The entire super-structure was built of hand selected redwood lumber - many hours were spent helping to unstack and restack down at the lumber yard.

Back then, I don't think you needed a permit.:devil


----------



## Darren Emery (Oct 12, 2011)

Ok - am I the only one that thinks calling that a "treehouse" is a stretch?  That looks like a detached accessory structure to me.  Under 200 square feet, exempt from building permit, but still goverened by zoning regulations.

I'm not usually for "more government" - but I see why zoning has a problem with this one...


----------



## jim baird (Oct 12, 2011)

I would agree with the permits guy, but owner should have been advised to ckeck with zoning.  Corner lots here are regarded as having two "fronts".

I think dumb is as dumb does, despite the nice looking job.


----------



## cda (Oct 12, 2011)

I think I would go hunting for other tree houses in the city, to see if the city is enforcing evenly


----------



## gbhammer (Oct 12, 2011)

This is the perfect example as to why communication between departments is crucial. There is no excuse for what they put that family through. NONE

The guy who laughed in that building department and sent the man on his way to a multi-thousand dollar mistake should have been held accountable.

It is no wonder that we building officials have a bad reputation, and big government over and over again proves the public right to mistrust us.

Sorry all, but this is the kind of thing that gets my goat every time, and it has been an up hill battle to remove these kinds of communication barriers in my county. For the most part we have had a lot of success.


----------



## permitguy (Oct 12, 2011)

I agree, gbhammer.

Of course, I believe this is why the zoning department should be limited to one person with one 8 1/2 X 11 sheet of regulations (14 point font minimum) and given 1/10th the time for plan review since they only have to look at a couple of sheets as compared to *real* plan reviewers.   

BWAHAHAHAHAHA!!!


----------



## gbhammer (Oct 12, 2011)

permitguy said:
			
		

> I agree, gbhammer.Of course, I believe this is why the zoning department should be limited to one person with one 8 1/2 X 11 sheet of regulations (14 point font minimum) and given 1/10th the time for plan review since they only have to look at a couple of sheets as compared to *real* plan reviewers.
> 
> BWAHAHAHAHAHA!!!


mmmh mmmh  that sounds more like a recipe for disaster/dictator. The Utopian society by Mr. Planning and Zonning BWAHAHAHAHAHA!!!!

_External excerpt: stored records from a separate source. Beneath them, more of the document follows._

PR #460, opened 2017-08-31
IOS-296 - Show confirmation alert when accepting payment request.

roberthein:
Add `approvePaymentForIndexPath(_:)` and `declinePaymentForIndexPath(_:)`.
Re-route cell delegate trough alert to ☝️these new methods.
Add formatted localization.

img_3867


Toshi/Controllers/Messaging/ChatController.swift
```diff
@@ -571,6 +571,33 @@ final class ChatController: OverlayController {
 
         showMediaPickerBlock(nil)
     }
+    
+    func approvePaymentForIndexPath(_ indexPath: IndexPath) {
```
yuliaveres: those should be fileprivate ?

roberthein: Added fileprivate.

yuliaveres: also let me know what do you think about this, please:
https://swift.org/documentation/api-design-guidelines/#naming

`func approvePayment(for indexPath: IndexPath)` then `approvePayment(for: indexPath)` vs `approvePaymentForIndexPath(indexPath)` ?

roberthein: `approvePayment(for indexPath: IndexPath)` causes a error in this case.

yuliaveres: ok, got it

permitguy is Muddy's still around?


----------



## TJacobs (Oct 12, 2011)

I'm with Darren on this one.  Permits might not be required for a playhouse, but usually there are some location regulations that should be reviewed to avoid this kind of publicity.


----------



## gbhammer (Oct 12, 2011)

TJacobs said:
			
		

> I'm with Darren on this one.  Permits might not be required for a playhouse, but usually there are some location regulations that should be reviewed to avoid this kind of publicity.


Oh I agree completely which is why when you receive a call about whether a permit is required; you ask a lot of questions. You don't -

"The guy in building permits laughed me off the phone," Grapin says. He was told it's a tree house and not built to any code.

Once you start talking to other departments you begin to learn what the red flags are even if you don't know the details.


----------



## Papio Bldg Dept (Oct 12, 2011)

gbhammer said:
			
		

> This is the perfect example as to why communication between departments is crucial. There is no excuse for what they put that family through. NONEThe guy who laughed in that building department and sent the man on his way to a multi-thousand dollar mistake should have been held accountable.
> 
> It is no wonder that we building officials have a bad reputation, and big government over and over again proves the public right to mistrust us.
> 
> Sorry all, but this is the kind of thing that gets my goat every time, and it has been an up hill battle to remove these kinds of communication barriers in my county. For the most part we have had a lot of success.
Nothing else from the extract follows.